Segment Open

Issue #1137, opened 2023-05-02
video expandable tabs other than related resources not rendering content


gumaerc:
### Steps to Reproduce

Build a course such as https://github.mit.edu/ocw-content-rc/15.s21-january-iap-2014 that has videos that utilize the video expandable tab for content other than "Related Resources."

### Expected Behavior

The content is rendered

### Actual Behavior

The content is not rendered

PR #1123, opened 2023-04-10
Update Video Partial to Handle Resource Link Shortcodes

pt2302:
#### Pre-Flight checklist

- [X] Testing
  - [X] Code is tested
  - [X] Changes have been manually tested

#### What are the relevant tickets?
Closes https://github.com/mitodl/ocw-hugo-themes/issues/1116.

#### What's this PR do?
Updates the video partial to handle resource link shortcodes.

#### How should this be manually tested?
To test this across all of OCW, there actually needs to be an additional data update component (https://github.com/mitodl/ocw-studio/issues/1740). The testing steps described here simulate this update, but users would not actually be editing the raw markdown to make this change normally. The main change in the resource markdown is replacing a hard-coded relative link with a resource link shortcode.

Run `yarn start course res.18-005-spring-2010` to fetch the repository locally. Stop the server, and replace the YAML portion of `res.18-005-spring-2010/content/resources/big-picture-of-calculus.md` with
```
content_type: resource
description: ""
end_time: ""
file: null
learning_resource_types: []
license: https://creativecommons.org/licenses/by-nc-sa/4.0/
ocw_type: ""
optional_tab_title: ""
optional_text: ""
parent_title: Highlights of Calculus (5 videos)
parent_type: SupplementalResourceSection
related_resources_text: >-
  Practice problems  

  {{% resource_link "49176758-ccc5-5fb8-7ef0-97fda2bca7ed" "(PDF)" %}}


  Audio summary for practice problems  

  ([MP3 - 1.6MB](http://www.archive.org/download/MITRES18.005/MITRES18_005S10_BigPictureCalculus_Summary_32K.mp3))
resource_index_text: ""
resourcetype: Video
start_time: ""
title: Big Picture of Calculus
uid: afb08409-c408-09e3-672c-8d9dd62a9b9f
video_files:
  archive_url: https://archive.org/download/MITRES18.005/MITRES18_005S10_BigPictureCalculus_300k.mp4
  video_captions_file: /courses/res-18-005-highlights-of-calculus-spring-2010/1ce9dc37be9557d5a3316caec220811e_UcWsDwg1XwM.vtt
  video_thumbnail_file: https://img.youtube.com/vi/UcWsDwg1XwM/default.jpg
  video_transcript_file: /courses/res-18-005-highlights-of-calculus-spring-2010/424a7610fccc797aaa2455d392246057_UcWsDwg1XwM.pdf
video_metadata:
  youtube_id: UcWsDwg1XwM
```

[...]

PR #1135, opened 2023-04-28
feat: keyboard navigable video buttons

ibrahimjaved12:
#### Pre-Flight checklist

- [ ] Screenshots and design review for any changes that affect layout or styling
  - [ ] Desktop screenshots
  - [ ] Mobile width screenshots
- [X] Testing
  - [X] Code is tested
  - [X] Changes have been manually tested

#### What are the relevant tickets?
Closes #1126 

#### What's this PR do?
This PR: 
- Makes video buttons (such as transcript, related resources, download icons, etc) keyboard navigable
- Introduces playwright tests for the keyboard-navigable functionality.

#### How should this be manually tested?
**Testing functionality:**
During these steps, make sure the mobile responsiveness for the video page/video player also works as intended.
1. Checkout to this branch
2. `yarn start course res.18-009-fall-2015`
3. For embed videos:
    - Go to this link: http://localhost:3000/pages/video-series-overview/
    - Navigate by using `'tab'` key and go to video page by using tabs and then enter at `"VIEW VIDEO PAGE"` tab bar. 
4. Stop the local server and use this course now: `yarn start course res.18-009-fall-2015`
5. Go to any video page: http://localhost:3000/resources/part-1-introduction-and-overview-of-business-plans/
6. Using `tabs` in combination of `enter` or `spacebar`, make sure you can:
    - Collapse/expand the tab bars (for Transcript / Lecture Notes)
    - For Lecture Notes, make sure you can navigate using keyboard and open the link inside text: `Introduction to Business Plans (PDF)`
    - Make sure you can navigate to the download video icon and the links at "Download video" "Download transcript" are keyboard navigable and clickable.
 
**Running playwright tests:**

1. Checkout to this branch.
2. Run each playwright test about 200 times to ensure there is no flakiness:
`yarn test:e2e video-tabs.spec.ts --repeat-each 200
`

### Reviewing Playwright tests:
For reviewing playwright tests of this PR, this discussion might be helpful as it also relates to this PR:
https://github.com/mitodl/hq/discussions/1391

PR #1138, opened 2023-05-02
pass page context to video_expandable_tab wherever it's used

gumaerc:
#### Pre-Flight checklist

- [ ] Testing
  - [ ] Code is tested

Closes https://github.com/mitodl/ocw-hugo-themes/issues/1137

#### What's this PR do?
In https://github.com/mitodl/ocw-hugo-themes/pull/1123, we updated the `video_expandable_tab.html` partial to use `.RenderString` as opposed to `markdownify`. Since `.RenderString` is a property of the `Page` context, the page context has to be passed into the partial for it to work. This PR passes that context on the remaining references to `video_expandable_tab.html` that were not handeld in https://github.com/mitodl/ocw-hugo-themes/pull/1123. A new playwright test has also been added to ensure that the expected tab titles and contents are rendered where expected. Playwright was upgraded to a new version as part of this to take advantage of the `Locator.all()` function.

 - Download https://github.mit.edu/ocw-content-rc/15.s21-january-iap-2014 and set your `COURSE_CONTENT_PATH` and `OCW_TEST_COURSE` env vars to point to it
 - Start the course with `yarn start course`
 - Ensure that at http://localhost:3000/resources/part-2-legal-issues/, a tab with the title "Lecture Notes" is rendered, and inside of it is a link to a PDF resource. This link will not work locally, because it's a hard coded markdown link with the `/courses` prefix, but it will work in production. Converting links in the `optional_text` field to resource link shortcodes in `ocw-studio` is a separate issue.


ChristopherChudzicki (changes requested):
**Requested Change:** See comment on test. IMO, it's worthwhile to do it with `getByRole`.

On the other hand, there are other issues with how we set up tabs. (E.g., we specify `aria-controls` on the tab, but we give it a classname. The value of `aria-controls` is supposed to be the ID of the tabpanel.) And addressing them all is probably out-of-scope. But I think adding the right roles wouldn't hurt. 

BTW: Re tab / tabpanel roles, a nice example of this is Material UI's Tab demo: https://mui.com/material-ui/react-tabs/ Obviously we aren't using react in ocw (at least outside of search). But I like to look at their HTML output in dev console sometimes to see how the roles (and aria stuff) is set up. 

@ibrahimjaved12 Heads up on this PR, since it's potentially related to #1135

test-sites/ocw-ci-test-course/content/resources/ocw_test_course_mit8_01f16_l01v01_360p.md
```diff
@@ -11,8 +11,8 @@ image_metadata:
 learning_resource_types: []
 license: https://creativecommons.org/licenses/by-nc-sa/4.0/
 ocw_type: ""
-optional_tab_title: ""
-optional_text: ""
+optional_tab_title: "Optional Tab"
+optional_text: "[OCW](https://ocw.mit.edu)"
 parent_title: Test Course Video
```
ChristopherChudzicki, line 16: @gumaerc Should this video actually be showing a transcript tab?

The transcript is `""`. I thought hugo treated that like `null` ?

gumaerc: This is a good point. On line 26 of `video.html`, we have:

`{{ if $captionsLocation }}`

First of all, this is only checking the captions location. I assume this is because the "Transcript" tab actually uses the captions file with VideoJS to render the interactive transcript, then the PDF is offered with a download button. Furthermore, both of the raw values in `.Params` were being passed through `resource_url.html` before checking them, which has the effect of prefixing them with `RESOURCE_BASE_URL` when testing locally, which makes them not a blank string. My updated logic checks the raw params to form a boolean about whether or not the expandable tab should be rendered and adds a test to assert that it works the way it should.

gumaerc:
@ChristopherChudzicki All set for another look

tests-e2e/util/VideoPage.ts
```diff
@@ -0,0 +1,20 @@
...
+
+export class VideoPage {
+  readonly page: Page
+  readonly coursePage: CoursePage
+  readonly tabs: Locator
+  readonly tabPanels: Locator
+
+  constructor(page: Page) {
+    this.page = page
+    this.coursePage = new CoursePage(page, "course")
```
ChristopherChudzicki, line 12: **Suggestion** IMO, there's enough overlap between a "Video Page" and a "Video Embed", that it makes sense to have a single model like "Video Section" _which I realize isn't a great name._ Then in a test you'd use both:
```ts
  const course = new CoursePage(page, "course")
  await course.goto("/resources/ocw_test_course_mit8_01f16_l01v01_360p")
  const video = new VideoSection(page)
```

**Requested Change:** I do think it is worthwhile to...
1. Scope the tab selectors to the video area. *scoping is good, and It's not out of the question that we add "tab"/"tabpanel" to the course info tab.*
2. Make `tabs` and `tabpanels` methods that optionally accept options. *I also think singular naming is more in-line with how playwright does things

My recommendation would be:
```ts 

type ByRoleOptions = Parameters<Page["getByRole"]>[1]
class VideoSection {
  /**
   * Scope locators within the video area.
   */
  readonly within: Locator

  constructor(page: Page) {
    this.within = page.locator(".video-page")
  }


  tab(opts: ByRoleOptions): Locator {
    return this.within.getByRole("tab", opts)
  }

  tabpanel(opts: ByRoleOptions): Locator {
    return this.within.getByRole("tabpanel", opts)
  }
}
```

tests-e2e/util/WwwPage.ts
```diff
@@ -28,13 +28,16 @@ class WwwPage {
...
-  getCourseCard(title: string, { expectedCount = 1 } = {}): Locator {
+  async getCourseCard(
+    title: string,
+    { expectedCount = 1 } = {}
+  ): Promise<Locator> {
     const cardXPath = `div[${xPath.predicates.hasClass("course-card")}]`
-    const courseCard = this.page
+    const courseCard = await this.page
       .getByRole("link", { name: title })
       .locator(`${closest(cardXPath)} >> visible=true`)
```
ChristopherChudzicki, line 38: I'm fairly certain that this `await` does nothing: locators are evaluated lazily...there's nothing to really wait for until you use the locator for something.

The await below makes a lot of sense.

tests-e2e/ocw-ci-test-course/video-tabs.spec.ts
```diff
@@ -0,0 +1,37 @@
...
+    /\s*$/, // first tab is just download button with no title.
+    /Related Resources/,
+    /Optional Tab/
+  ])
+
+  const panels = await videoPage.tabPanels.all()
+  const html = await Promise.all(panels.map(panel => panel.innerHTML()))
+
+  expect(html).toHaveLength(3)
+
```
ChristopherChudzicki, line 20: Think it's worth adding `const _emptyPanel = html[0]` ? or a comment.

ChristopherChudzicki (changes requested):

ChristopherChudzicki:
@gumaerc Functionality looks good I did suggest a change to VideoPage that I think will make it easier for @ibrahimjaved12 and @fakhar-ud-din .

> - Download https://github.mit.edu/ocw-content-rc/15.s21-january-iap-2014 and set your COURSE_CONTENT_PATH and OCW_TEST_COURSE env vars to point to it
> - Start the course with yarn start course

pppppshaw, `yarn start course 15.s21-january-iap-2014` is what you mean 😄

gumaerc:
@ChristopherChudzicki Thanks, ready for another look.

ChristopherChudzicki (approved):

ChristopherChudzicki (approved):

Segment Closed

Work instruction - What is the number of lines in the material above that carry the word "within"? Respond with that count and nothing more.

Written response - 5